*** Opening DATA SECTION ***

PR #187, opened 2022-07-04
Accelerate buddy allocator internals

stephenswat:
As we have seen in #182, the buddy allocator we have can sometimes be pretty slow. This was not due to an issue with the fundamental design of the allocator, but rather with its internal structure and implementation. This commit updates the allocator to use a contiguous array of pages, which simplifies a lot of operations and reduces the need for pointer chasing, and significantly improves the performance of the allocator.

Relies on #185 and #186.

### DIFF
--- a/core/src/memory/binary_page_memory_resource_impl.cpp
+++ b/core/src/memory/binary_page_memory_resource_impl.cpp
@@ -17,7 +17,7 @@
 #include <optional>
 #include <stdexcept>
 
-#ifdef _MSC_VER
+#ifdef VECMEM_HAVE_LZCNT_U64
 #include <intrin.h>
 #endif
 
@@ -36,11 +36,19 @@ std::size_t round_up(std::size_t size) {
     return 0;
 }
 
-std::size_t __inline clzl(std::size_t i) {
-#ifdef _MSC_VER
+inline std::size_t clzl(std::size_t i) {
+#if defined(VECMEM_HAVE_LZCNT_U64)
     return _lzcnt_u64(i);
-#else
+#elif defined(VECMEM_HAVE_BUILTIN_CLZL)
     return __builtin_clzl(i);
+#else
+    std::size_t b;
+    for (b = 0;
+         !((i << b) & (static_cast<std::size_t>(1UL)
+                       << (std::numeric_limits<std::size_t>::digits - 1UL)));
+         ++b)
+        ;
+    return b;
 #endif
 }
 }  // namespace
--- a/core/src/memory/binary_page_memory_resource_impl.cpp
+++ b/core/src/memory/binary_page_memory_resource_impl.cpp
@@ -14,23 +14,34 @@
 // System include(s).
 #include <algorithm>
 #include <memory>
-#include <stack>
+#include <optional>
 #include <stdexcept>
+
+#ifdef _MSC_VER
+#include <intrin.h>
+#endif
 
 namespace {
 /**
- * @brief Rounds a size up to the nearest power of two.
+ * @brief Rounds a size up to the nearest power of two, and returns the power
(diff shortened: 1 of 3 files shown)


core/src/memory/binary_page_memory_resource_impl.cpp
```diff
@@ -14,24 +14,35 @@
...
     return 0;
 }
+
+std::size_t __inline clzl(std::size_t i) {
+#ifdef _MSC_VER
+    return _lzcnt_u64(i);
+#else
+    return __builtin_clzl(i);
+#endif
+}
```
krasznaa, line 45: As discussed in person, let me give an alternative implementation here.

I would much prefer for CMake to make the decision on which function the code should use internally. With something like:

```cmake
include( CheckCXXSymbolExists )
check_cxx_symbol_exists( "__lzcnt_u64" "intrin.h" VECMEM_HAVE_LZCNT_U64 )
if( VECMEM_HAVE_LZCNT_U64 )
   target_compile_definitions( vecmem_core
      PRIVATE VECMEM_HAVE_LZCNT_U64 )
endif()
check_cxx_symbol_exists( "__builtin_clzl" "" VECMEM_HAVE_BUILTIN_CLZL )
if( VECMEM_HAVE_BUILTIN_CLZL )
   target_compile_definitions( vecmem_core
      PRIVATE VECMEM_HAVE_BUILTIN_CLZL )
endif()
```

And then the code could look like:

*** Closing DATA SECTION ***

→ **WHAT YOU WILL DO**:
Work through the records line by line and tally those that include the word "brief". Give the number alone.

→ **WRITTEN REPLY**:
2